= Richard D. P. Jones =

British musicologist

Richard Douglas P. Jones is a British musicologist and editor, known especially for his work as a Bach scholar. After graduating from the University of Oxford, he has taught at Cardiff University and Sheffield University.

== Selected publications ==
===Editing work===
Jones prepared the two-volume Urtext edition of the Six Sonatas for Violin and Harpsichord, BWV 1014–1019 published by Oxford University Press in 1993.

Jones has edited the following keyboard works by Bach:
- Clavierübung I (for the Neue Bach-Ausgabe)
- The Well-Tempered Clavier (for the Associated Board of the Royal Schools of Music). This scholarly edition was the winner of the Music Retailers Association's Standard Publication Award for 1994.

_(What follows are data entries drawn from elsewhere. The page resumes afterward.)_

PR #1277, opened 2026-07-17
Add Relaying Logic

dhfang:
Ports the packet relaying logic from cosmos/ibc-relayer into link

### Structure

internal/relay/
--  processors/   each processor handles one step of the relaying pipeline
--  pipeline/       defines a pipeline struct which chains the processors together to complete a relay
--  dispatch/     reads unfinished transfers from the db and pushes them onto the pipeline for relaying
--  proofapi/     connect client for the proof api (vendored proto)
internal/txmgr/   defines TxManager which handles landing transactions on chain
internal/chains/  added chain queries

### Reviewer Considerations
- The logic added in internal/relay and internal/chains is copied mostly verbatim from cosmos/relayer with some removals and reorganization of the relay files into more coherent packages.
- On further consideration, the pipeline abstraction is a bit too complex and can be replaced with something simpler. The pipeline processes relays in a series of sequential stages but the packet lifecycle actually does not map perfectly onto a linear set of stages. Alot of the complex logic in internal/relay/pipeline exists to encode rules for when a packet should skip steps in the pipeline. I'd like to land it as is now so we can get something working but we should be able to create a simpler relaying abstraction that consolidates the stages defined by the processors into a much smaller number of asynchronous workers (probably just one for recv, one for ack, and one for timeout) and then replaces the pipeline with some worker that just triages what stage a packet is at and forwards it to the appropriate worker.
- The TxManager abstraction is new - it consolidates tx submission logic that was spread across a different places in the old relayer. Changes we should make to it in follow-up work:
  - Nonce selection is based on whatever nonce the node returns. When submitting multiple txs within a single block, the relayer does not have the ability to calculate the sequential nonces for the transactions in order to land them simultaneously. We currently insert an artificial delay between tx submission attempts to avoid multiple transactions getting assigned the same nonce and failing on submission. We should add logic to choose the nonces more intelligently and remove the delay.
  - It contains some mechanisms for landing transactions reliably but currently relies on the caller to handle tx resubmission if required. Other similar abstractions like those in the chainlink and op relayer handle bumping the gas price and resubmission, which we should extend ours to do as well.


dhfang:
@greptile re-review

dhfang:
@greptile re-review

dhfang:
@greptile re-review

link/internal/bootstrap/bootstrap.go
```diff
@@ -59,13 +66,32 @@ func BuildRelayer(cfg config.Config) (*Services, error) {
...
+	}
+
 	services := &Services{
 		Context:         ctx,
 		Logger:          logger,
 		Server:          srv,
 		Store:           db,
 		Signers:         signers,
 		RelayerService:  relayerService,
+		Dispatcher:      dispatcher,
```
gjermundgaraba: not crucial in this pr, but one architecutural improvement i want use to make is trying to avoid separate services for things that are directly coupled like the dispatcher and the relayer service. but we'll discuss this later :)

link/internal/chains/evm/client.go
```diff
@@ -11,38 +14,50 @@ import (
...
 	"github.com/pkg/errors"
 
 	"github.com/cosmos/ibc/link/internal/chains/evm/contracts/ics26router"
 
 	v2 "github.com/cosmos/ibc/link/internal/types/v2"
+	ethereum "github.com/ethereum/go-ethereum"
 )
 
-const sendPacketEvent = "SendPacket"
+// ics26 router events consumed by the client
```
gjermundgaraba, line 29: just leaving as a note for follow-up when https://github.com/cosmos/ibc/pull/1281 is merged that we use ibc-go canonicals instead

link/internal/relay/dispatch/manager.go
```diff
@@ -0,0 +1,109 @@
...
+	logger *slog.Logger
+	cfg    config.Config
+	deps   pipeline.Deps
+
+	mu        sync.Mutex
+	pipelines map[processors.Route]pipeline.TransferPipeline
+}
+
+// RouteManager identifies the pipeline a transfer is relayed through.
+type RouteManager interface {
```
gjermundgaraba: i see that we do this quite a few places in the code, but we should avoid creating these interfaces for everything next to the concrete types. this is a consumer-side concern. not critical to fix before merging, but there is some cleanup we should be doing around this code later on.

link/internal/relay/dispatch/manager.go
```diff
@@ -0,0 +1,109 @@
...
+
+	"github.com/pkg/errors"
+
+	"github.com/cosmos/ibc/link/internal/config"
+	"github.com/cosmos/ibc/link/internal/relay/pipeline"
+	"github.com/cosmos/ibc/link/internal/relay/processors"
+)
+
+// Manager creates and caches one pipeline per route.
+type Manager struct {
```
gjermundgaraba: we need to ban the name "Manager". it doesnt mean anything or give me any clue what is going on here. this is dispatch.Manager, but is is managing dispatches? or routes? or pipelines? it doesnt help answer why this is separate from the dispatcher itself either.

link/internal/relay/pipeline/batch_processor.go
gjermundgaraba, line 1: nit, but i dont see why this is called _conditionally_ batch processor. why not just batch processor? the fact that is batches "shouldProcess" doesn't seem to warrant the verbose name. as far as i can tell, there is no unconditional batch processor :P

link/internal/relay/pipeline/pipeline.go
```diff
@@ -0,0 +1,240 @@
+package pipeline
+
+import (
+	"context"
+	"log/slog"
+
+	"github.com/deliveryhero/pipeline/v2"
```
gjermundgaraba, line 7: not for now, but not sure we want to use this dep? it was last updated 2 years ago and isn't widely used.

gjermundgaraba (approved):
nothing blocking, but i do think we should try to get to a cleaner architecture to make this code more maintainable and easier to understand.

link/cmd/ibc/relayer.go
```diff
@@ -56,6 +58,22 @@ func relayerRun(_ *cobra.Command, _ []string) error {
 	}
 
 	graceful.AddCallback(app.Store.Close)
+
+	if app.Dispatcher != nil {
+		dispatcherCtx, cancelDispatcher := context.WithCancel(context.Background())
+
+		go func() {
+			if err := app.Dispatcher.Run(dispatcherCtx); err != nil && !errors.Is(err, context.Canceled) {
```
swift1337: It should have same Start() and Close() semantics as grpc.server

https://github.com/cosmos/ibc/blob/70272b86c3687bc4a70774c231e0fc1601390718/link/internal/server/server.go#L58

link/internal/bootstrap/bootstrap.go
swift1337: I agree that the dispatcher is confusing; it does what the relayer service is supposed to do.

link/internal/bootstrap/bootstrap.go
```diff
@@ -59,13 +66,32 @@ func BuildRelayer(cfg config.Config) (*Services, error) {
 	srv := server.New(cfg.Server.ListenAddress, true)
 	srv.Register(relayerHandler)
 
+	// Relaying dispatcher
+	var dispatcher *dispatch.RelayDispatcher
+	if len(cfg.Relayer.Routes) > 0 {
```
swift1337: We should drop this check and fail the process if `len(routes ) == 0`

link/internal/chains/client.go
```diff
@@ -14,7 +15,56 @@ import (
...
+
+	// IsTimestampFinalized reports whether the chain has finalized a block at
+	// or after the timestamp. A nil finalityOffset compares against the
+	// finalized head; otherwise against the block finalityOffset blocks behind
+	// the latest.
+	IsTimestampFinalized(ctx context.Context, timestamp time.Time, finalityOffset *uint64) (bool, error)
+
+	// WaitForChain blocks until the chain's latest block time catches up to
+	// the current time.
+	WaitForChain(ctx context.Context) error
```
swift1337, line 60: Why do we need this?

proto/proofapi/proofapi.proto
```diff
@@ -0,0 +1,120 @@
...
+// vendored from skip-mev/relayer proto/eurekarelayer/relayer.proto (renamed
+// to proofapi.proto so the registered filename does not collide with
+// link/relayer.proto); the
+// go_package is rewritten to generate into this repo
+option go_package = "github.com/cosmos/ibc/link/internal/types/proofapi";
+
+// The proof API service definition.
+// Each proof API service is defined between two chains.
+// One chain is the source chain, and the other chain is the target chain.
+service ProofApiService {
```
swift1337: ~~Can you explain why we have proof api protos in the first place?~~

link/internal/store/store.go
```diff
@@ -36,6 +36,43 @@ type Repository interface {
...
+
+	UpdatePacketAckTx(ctx context.Context, key PacketKey, tx PacketTx) error
+	ClearPacketAckTx(ctx context.Context, key PacketKey) error
+
+	UpdatePacketTimeoutTx(ctx context.Context, key PacketKey, tx PacketTx) error
+	ClearPacketTimeoutTx(ctx context.Context, key PacketKey) error
+}
+
+// PacketKey uniquely identifies a packet.
+type PacketKey struct {
```
swift1337, line 58: nice

link/internal/relay/proofapi/client.go
```diff
@@ -0,0 +1,40 @@
...
+	"github.com/cosmos/ibc/link/internal/config"
+
+	proto "github.com/cosmos/ibc/link/internal/types/proofapi"
+)
+
+// relay transactions carry proofs and can exceed default message limits
+const maxResponseBytes = 10 * 1024 * 1024
+
+// NewClient creates a proof api client speaking gRPC.
+func NewClient(cfg config.ProofAPIConfig) proto.ProofApiServiceClient {
```
swift1337: Same Q regarding the separate proof API

swift1337 (changes requested):
Reviewed two-thirds. Requesting changes to make sure we don't merge proof API protos (I assume it here for platform e2e tests)

link/internal/relay/pipeline/batch_processor.go
dhfang: The context here is the library has a batch processor but it didn't skip processing in certain conditions where we wanted it to. I've renamed it though

link/internal/relay/dispatch/manager.go
dhfang: I banished all managers to the shadow realm

link/internal/relay/dispatch/manager.go
dhfang: will create a ticket for this

link/internal/chains/client.go
dhfang: For certain light clients, proofs contain a timestamp and the light client compares the proof's timestamp against the chain's. If we don't wait for the chain to catch up to the timestamp in the proof, the tx fails during simulation.

proto/proofapi/proofapi.proto
dhfang: Just an intermediate step before the proof api port.

link/internal/bootstrap/bootstrap.go
```diff
@@ -31,6 +38,10 @@ func BuildRelayer(cfg config.Config) (*Services, error) {
 	ctx := context.Background()
 	logger := slog.With("module", "bootstrap")
 
+	if len(cfg.Relayer.Routes) == 0 {
```
swift1337: this should be in config.Validate()

swift1337 (approved):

In 1997 he was appointed editor of piano examination pieces for the Associated Board of the Royal Schools of Music.

===Translation===
Jones translated Alfred Dürr's standard work on Bach's cantatas to English.
- Dürr, Alfred (2006). "The Cantatas of J. S. Bach: With Their Librettos in German-English Parallel Text"

===Book about Bach===
Jones wrote The Creative Development of J. S. Bach in two volumes, published in 2007 and 2013 by Oxford University Press. David Ledbetter notes in a review of volume I for Early Music that the book is focused on the "composer's creative development", not found in comparable books: Christoph Wolff provided biographical details; David Schulenberg provided commentaries on individual keyboard pieces; Peter Williams discussed the complete organ works in the order of the BWV catalogue; and Alfred Dürr described the Bach cantatas following the liturgical year. Ledbetter summarises: "Anybody wishing to get to grips with the music of Bach will be well advised to equip themselves with this survey as their starting point." A review of volume II by Peter Smaill compares "outstanding musical analysis" of the "all-embracing study of Bach's musical creativity, year by year" to the biography in three volumes by Philipp Spitta.
- "The Creative Development of Johann Sebastian Bach, Volume I: 1695–1717: Music to Delight the Spirit" (2007)
- "The Creative Development of Johann Sebastian Bach, Volume II: 1717–1750: Music to Delight the Spirit" (2013)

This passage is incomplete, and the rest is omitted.